(Stored data)
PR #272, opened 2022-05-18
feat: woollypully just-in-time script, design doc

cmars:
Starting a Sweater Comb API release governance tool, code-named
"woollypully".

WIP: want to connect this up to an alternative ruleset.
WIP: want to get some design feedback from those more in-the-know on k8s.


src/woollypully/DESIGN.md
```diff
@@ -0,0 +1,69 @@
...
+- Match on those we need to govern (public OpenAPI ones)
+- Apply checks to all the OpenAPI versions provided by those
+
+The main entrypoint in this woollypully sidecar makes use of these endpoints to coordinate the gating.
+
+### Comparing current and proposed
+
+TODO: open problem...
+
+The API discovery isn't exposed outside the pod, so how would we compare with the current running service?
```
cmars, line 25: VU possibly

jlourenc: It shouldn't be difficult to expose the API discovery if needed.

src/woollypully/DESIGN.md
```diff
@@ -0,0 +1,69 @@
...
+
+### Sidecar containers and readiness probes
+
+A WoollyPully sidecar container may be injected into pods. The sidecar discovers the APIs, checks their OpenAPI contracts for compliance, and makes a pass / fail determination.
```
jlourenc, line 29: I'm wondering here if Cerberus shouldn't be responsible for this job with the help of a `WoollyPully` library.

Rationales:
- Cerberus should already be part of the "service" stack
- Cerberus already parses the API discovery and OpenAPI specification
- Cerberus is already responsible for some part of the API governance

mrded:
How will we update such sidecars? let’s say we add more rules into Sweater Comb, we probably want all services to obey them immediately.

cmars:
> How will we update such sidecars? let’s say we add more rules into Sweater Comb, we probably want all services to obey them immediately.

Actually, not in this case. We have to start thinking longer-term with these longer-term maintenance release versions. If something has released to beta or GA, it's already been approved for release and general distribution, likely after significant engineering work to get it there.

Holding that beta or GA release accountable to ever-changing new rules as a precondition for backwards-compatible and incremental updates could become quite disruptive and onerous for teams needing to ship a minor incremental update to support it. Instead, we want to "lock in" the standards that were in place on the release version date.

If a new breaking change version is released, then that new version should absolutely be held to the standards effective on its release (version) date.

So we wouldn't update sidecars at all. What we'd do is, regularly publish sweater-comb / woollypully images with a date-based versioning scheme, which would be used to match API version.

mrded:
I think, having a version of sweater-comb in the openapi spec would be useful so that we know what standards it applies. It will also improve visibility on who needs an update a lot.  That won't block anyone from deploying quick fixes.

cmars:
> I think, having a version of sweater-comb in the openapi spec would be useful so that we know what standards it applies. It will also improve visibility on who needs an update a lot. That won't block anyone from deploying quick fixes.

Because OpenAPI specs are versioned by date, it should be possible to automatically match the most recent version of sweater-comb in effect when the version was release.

==

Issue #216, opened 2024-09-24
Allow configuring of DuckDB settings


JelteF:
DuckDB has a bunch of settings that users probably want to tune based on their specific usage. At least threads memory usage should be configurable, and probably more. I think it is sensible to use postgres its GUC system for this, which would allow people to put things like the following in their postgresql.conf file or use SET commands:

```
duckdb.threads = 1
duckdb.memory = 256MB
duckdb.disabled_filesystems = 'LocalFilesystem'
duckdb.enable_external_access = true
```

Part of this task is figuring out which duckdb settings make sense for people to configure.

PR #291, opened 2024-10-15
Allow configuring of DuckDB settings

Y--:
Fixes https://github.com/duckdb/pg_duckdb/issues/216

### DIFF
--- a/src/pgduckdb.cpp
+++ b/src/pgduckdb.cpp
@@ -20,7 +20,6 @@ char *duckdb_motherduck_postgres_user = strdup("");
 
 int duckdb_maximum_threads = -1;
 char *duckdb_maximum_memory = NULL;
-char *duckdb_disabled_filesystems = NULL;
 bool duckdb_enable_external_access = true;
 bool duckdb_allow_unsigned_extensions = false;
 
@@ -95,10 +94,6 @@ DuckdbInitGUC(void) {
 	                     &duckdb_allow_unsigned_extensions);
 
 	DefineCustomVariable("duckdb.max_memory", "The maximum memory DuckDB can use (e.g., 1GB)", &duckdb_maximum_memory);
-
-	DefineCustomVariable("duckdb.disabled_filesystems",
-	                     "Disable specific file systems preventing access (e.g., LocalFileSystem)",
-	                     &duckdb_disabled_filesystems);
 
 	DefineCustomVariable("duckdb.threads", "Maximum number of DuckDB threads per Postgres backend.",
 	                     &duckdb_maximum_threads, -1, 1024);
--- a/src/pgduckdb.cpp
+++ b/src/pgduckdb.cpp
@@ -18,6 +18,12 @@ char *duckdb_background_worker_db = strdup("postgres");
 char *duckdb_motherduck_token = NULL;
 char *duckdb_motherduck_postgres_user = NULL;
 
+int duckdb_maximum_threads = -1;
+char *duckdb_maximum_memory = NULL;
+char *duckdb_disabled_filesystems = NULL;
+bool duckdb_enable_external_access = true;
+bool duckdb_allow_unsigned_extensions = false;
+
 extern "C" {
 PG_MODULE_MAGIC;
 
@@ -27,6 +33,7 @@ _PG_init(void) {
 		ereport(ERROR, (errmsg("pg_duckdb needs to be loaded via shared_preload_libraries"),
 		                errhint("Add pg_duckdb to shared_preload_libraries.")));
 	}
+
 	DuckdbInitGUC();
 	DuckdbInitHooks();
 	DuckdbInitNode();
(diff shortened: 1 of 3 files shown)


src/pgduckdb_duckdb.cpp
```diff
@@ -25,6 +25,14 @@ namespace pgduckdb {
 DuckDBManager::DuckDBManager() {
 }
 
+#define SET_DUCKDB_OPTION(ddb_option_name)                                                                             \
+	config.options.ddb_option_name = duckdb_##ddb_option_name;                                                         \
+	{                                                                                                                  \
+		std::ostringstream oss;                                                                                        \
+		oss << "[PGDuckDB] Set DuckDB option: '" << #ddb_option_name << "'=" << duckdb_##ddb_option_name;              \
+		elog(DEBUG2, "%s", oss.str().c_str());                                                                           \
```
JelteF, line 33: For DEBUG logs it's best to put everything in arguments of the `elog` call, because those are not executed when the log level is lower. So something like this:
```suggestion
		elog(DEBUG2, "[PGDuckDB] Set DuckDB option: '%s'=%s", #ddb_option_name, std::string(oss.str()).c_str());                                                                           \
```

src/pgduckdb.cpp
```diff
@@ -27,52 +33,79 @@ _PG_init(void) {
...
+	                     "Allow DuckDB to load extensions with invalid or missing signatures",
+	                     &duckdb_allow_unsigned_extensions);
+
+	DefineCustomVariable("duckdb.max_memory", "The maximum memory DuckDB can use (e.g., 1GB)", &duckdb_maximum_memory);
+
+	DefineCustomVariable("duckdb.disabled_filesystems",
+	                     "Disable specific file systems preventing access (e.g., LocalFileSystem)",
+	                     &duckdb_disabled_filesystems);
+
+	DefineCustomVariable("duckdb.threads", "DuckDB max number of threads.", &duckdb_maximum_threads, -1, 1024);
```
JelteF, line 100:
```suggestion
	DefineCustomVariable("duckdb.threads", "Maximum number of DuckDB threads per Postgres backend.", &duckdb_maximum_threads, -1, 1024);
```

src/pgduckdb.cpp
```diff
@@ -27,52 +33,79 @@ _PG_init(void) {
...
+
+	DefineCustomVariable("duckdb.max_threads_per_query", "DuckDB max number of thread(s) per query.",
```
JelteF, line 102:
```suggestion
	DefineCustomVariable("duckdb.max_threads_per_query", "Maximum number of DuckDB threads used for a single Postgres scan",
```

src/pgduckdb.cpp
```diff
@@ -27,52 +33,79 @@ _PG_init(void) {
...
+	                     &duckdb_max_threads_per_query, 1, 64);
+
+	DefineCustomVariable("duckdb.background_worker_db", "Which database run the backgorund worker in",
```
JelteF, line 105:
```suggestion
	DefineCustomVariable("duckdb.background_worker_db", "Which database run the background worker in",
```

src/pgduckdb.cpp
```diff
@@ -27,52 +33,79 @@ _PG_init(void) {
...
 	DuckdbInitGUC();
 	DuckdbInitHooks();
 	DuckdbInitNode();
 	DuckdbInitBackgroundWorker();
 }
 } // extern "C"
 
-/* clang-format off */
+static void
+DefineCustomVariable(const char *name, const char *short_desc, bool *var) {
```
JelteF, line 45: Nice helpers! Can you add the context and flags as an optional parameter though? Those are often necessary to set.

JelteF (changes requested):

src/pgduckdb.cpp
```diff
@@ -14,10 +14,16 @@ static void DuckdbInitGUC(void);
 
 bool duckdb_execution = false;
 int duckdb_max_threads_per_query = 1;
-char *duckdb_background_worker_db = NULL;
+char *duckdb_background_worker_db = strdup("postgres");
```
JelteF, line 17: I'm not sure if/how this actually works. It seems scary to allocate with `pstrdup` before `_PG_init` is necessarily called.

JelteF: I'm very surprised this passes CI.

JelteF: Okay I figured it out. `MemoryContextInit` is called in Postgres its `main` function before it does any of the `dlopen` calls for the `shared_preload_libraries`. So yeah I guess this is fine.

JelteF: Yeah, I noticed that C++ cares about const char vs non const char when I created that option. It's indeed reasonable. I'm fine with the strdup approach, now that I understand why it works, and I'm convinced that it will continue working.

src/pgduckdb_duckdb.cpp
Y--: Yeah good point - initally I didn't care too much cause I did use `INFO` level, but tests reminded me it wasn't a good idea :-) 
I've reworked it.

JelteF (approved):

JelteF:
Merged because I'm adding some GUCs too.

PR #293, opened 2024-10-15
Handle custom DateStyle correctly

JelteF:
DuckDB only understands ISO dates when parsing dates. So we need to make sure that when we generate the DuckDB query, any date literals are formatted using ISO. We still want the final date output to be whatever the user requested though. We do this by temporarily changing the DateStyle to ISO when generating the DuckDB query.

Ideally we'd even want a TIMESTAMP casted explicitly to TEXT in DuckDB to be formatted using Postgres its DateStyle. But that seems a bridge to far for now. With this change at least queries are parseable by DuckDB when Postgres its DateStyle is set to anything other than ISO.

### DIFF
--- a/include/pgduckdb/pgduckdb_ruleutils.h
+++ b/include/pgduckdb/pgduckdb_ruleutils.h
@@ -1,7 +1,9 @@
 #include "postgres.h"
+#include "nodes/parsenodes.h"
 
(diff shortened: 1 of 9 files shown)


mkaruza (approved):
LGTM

==

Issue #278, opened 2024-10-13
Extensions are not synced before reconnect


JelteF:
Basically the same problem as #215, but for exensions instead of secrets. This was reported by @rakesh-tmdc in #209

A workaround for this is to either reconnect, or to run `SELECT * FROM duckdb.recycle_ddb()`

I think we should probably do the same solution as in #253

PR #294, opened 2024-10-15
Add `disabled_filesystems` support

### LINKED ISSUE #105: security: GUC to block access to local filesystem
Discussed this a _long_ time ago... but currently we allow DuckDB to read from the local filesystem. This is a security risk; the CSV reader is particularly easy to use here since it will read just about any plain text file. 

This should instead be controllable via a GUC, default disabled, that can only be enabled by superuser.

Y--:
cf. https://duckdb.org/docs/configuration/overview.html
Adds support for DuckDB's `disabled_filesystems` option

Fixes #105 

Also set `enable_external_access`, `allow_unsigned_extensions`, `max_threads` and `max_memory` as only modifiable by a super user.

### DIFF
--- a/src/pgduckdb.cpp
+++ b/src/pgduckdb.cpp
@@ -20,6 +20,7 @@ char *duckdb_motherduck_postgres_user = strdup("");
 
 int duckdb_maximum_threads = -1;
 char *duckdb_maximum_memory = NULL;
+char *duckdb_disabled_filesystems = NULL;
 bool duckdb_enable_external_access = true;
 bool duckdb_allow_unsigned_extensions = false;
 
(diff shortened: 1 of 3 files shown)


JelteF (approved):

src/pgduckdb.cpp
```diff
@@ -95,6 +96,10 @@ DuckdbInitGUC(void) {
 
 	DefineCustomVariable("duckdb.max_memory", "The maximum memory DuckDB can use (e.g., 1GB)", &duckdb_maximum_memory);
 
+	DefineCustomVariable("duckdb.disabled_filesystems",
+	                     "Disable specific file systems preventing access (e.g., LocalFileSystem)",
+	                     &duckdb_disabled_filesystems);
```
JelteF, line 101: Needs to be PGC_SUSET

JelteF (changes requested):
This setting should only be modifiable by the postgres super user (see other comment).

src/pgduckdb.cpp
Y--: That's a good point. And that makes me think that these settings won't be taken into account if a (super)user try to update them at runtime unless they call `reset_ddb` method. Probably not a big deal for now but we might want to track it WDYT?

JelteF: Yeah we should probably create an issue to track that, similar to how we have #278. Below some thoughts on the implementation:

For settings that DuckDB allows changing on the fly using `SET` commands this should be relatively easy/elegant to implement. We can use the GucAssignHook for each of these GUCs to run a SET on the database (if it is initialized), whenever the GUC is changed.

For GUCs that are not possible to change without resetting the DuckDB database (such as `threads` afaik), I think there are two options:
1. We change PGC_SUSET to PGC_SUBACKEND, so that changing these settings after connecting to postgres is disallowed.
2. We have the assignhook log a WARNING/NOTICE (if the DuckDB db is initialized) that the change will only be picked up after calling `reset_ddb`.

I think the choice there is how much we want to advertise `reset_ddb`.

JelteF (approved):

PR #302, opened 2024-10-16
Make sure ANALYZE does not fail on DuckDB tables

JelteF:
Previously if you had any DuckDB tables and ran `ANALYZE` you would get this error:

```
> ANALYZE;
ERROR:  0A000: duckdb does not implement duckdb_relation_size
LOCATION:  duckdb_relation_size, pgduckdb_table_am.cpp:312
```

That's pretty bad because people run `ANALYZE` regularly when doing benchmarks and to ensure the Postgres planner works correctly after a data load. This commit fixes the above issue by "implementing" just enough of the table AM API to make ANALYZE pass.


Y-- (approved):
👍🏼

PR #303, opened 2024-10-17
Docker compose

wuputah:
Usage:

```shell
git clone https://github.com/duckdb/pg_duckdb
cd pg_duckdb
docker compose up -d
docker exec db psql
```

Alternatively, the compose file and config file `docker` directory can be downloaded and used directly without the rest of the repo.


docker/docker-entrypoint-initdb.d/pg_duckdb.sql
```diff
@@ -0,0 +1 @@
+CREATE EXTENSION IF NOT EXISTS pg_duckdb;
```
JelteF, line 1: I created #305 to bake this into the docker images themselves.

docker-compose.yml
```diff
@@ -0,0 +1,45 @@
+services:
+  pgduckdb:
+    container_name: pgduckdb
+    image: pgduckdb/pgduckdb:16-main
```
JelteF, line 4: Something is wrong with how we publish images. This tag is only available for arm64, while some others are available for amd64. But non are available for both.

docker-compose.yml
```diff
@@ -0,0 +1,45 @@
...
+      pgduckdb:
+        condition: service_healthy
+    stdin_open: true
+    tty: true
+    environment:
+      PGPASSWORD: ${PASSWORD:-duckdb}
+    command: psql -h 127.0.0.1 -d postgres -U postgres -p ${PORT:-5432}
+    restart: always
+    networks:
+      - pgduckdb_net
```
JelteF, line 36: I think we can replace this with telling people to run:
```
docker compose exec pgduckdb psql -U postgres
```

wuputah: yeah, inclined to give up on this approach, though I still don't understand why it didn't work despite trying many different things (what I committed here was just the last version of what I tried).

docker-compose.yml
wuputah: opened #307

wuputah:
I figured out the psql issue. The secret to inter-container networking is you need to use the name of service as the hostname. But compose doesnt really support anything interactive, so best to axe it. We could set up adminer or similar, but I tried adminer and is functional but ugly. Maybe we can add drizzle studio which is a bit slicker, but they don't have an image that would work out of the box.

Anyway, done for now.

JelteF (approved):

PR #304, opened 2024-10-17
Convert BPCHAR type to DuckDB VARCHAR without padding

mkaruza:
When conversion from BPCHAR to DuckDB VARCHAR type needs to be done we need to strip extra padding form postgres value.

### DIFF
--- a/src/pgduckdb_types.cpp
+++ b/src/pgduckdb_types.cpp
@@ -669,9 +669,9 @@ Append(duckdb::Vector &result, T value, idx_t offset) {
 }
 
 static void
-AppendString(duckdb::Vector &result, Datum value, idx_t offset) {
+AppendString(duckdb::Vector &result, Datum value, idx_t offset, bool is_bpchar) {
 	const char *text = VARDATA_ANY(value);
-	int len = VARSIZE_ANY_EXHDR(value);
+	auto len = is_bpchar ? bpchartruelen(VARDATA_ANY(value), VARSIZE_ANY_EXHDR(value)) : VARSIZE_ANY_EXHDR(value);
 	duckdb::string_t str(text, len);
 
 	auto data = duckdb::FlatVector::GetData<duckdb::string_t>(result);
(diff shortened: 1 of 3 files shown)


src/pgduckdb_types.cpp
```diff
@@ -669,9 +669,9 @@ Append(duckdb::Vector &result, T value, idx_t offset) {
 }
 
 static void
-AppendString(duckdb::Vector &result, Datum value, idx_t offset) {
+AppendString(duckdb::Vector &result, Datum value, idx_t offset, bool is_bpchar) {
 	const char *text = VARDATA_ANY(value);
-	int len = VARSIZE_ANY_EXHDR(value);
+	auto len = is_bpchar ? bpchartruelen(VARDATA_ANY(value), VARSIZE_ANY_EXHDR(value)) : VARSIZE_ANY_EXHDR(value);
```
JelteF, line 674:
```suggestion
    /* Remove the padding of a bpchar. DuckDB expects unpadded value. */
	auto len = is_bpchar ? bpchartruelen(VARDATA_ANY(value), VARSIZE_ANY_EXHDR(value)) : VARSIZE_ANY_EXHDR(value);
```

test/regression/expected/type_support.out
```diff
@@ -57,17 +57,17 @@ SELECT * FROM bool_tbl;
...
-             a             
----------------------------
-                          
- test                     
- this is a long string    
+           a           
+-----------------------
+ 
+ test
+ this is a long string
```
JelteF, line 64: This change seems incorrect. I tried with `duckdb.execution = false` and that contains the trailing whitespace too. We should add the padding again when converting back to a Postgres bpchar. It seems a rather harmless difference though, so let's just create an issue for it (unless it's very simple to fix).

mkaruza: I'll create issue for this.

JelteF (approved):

# TASK ITEM:
Copy each line above holding "VARCHAR".

# ANSWER SECTION:
Convert BPCHAR type to DuckDB VARCHAR without padding
When conversion from BPCHAR to DuckDB VARCHAR type needs to be done we need to strip extra padding form postgres value.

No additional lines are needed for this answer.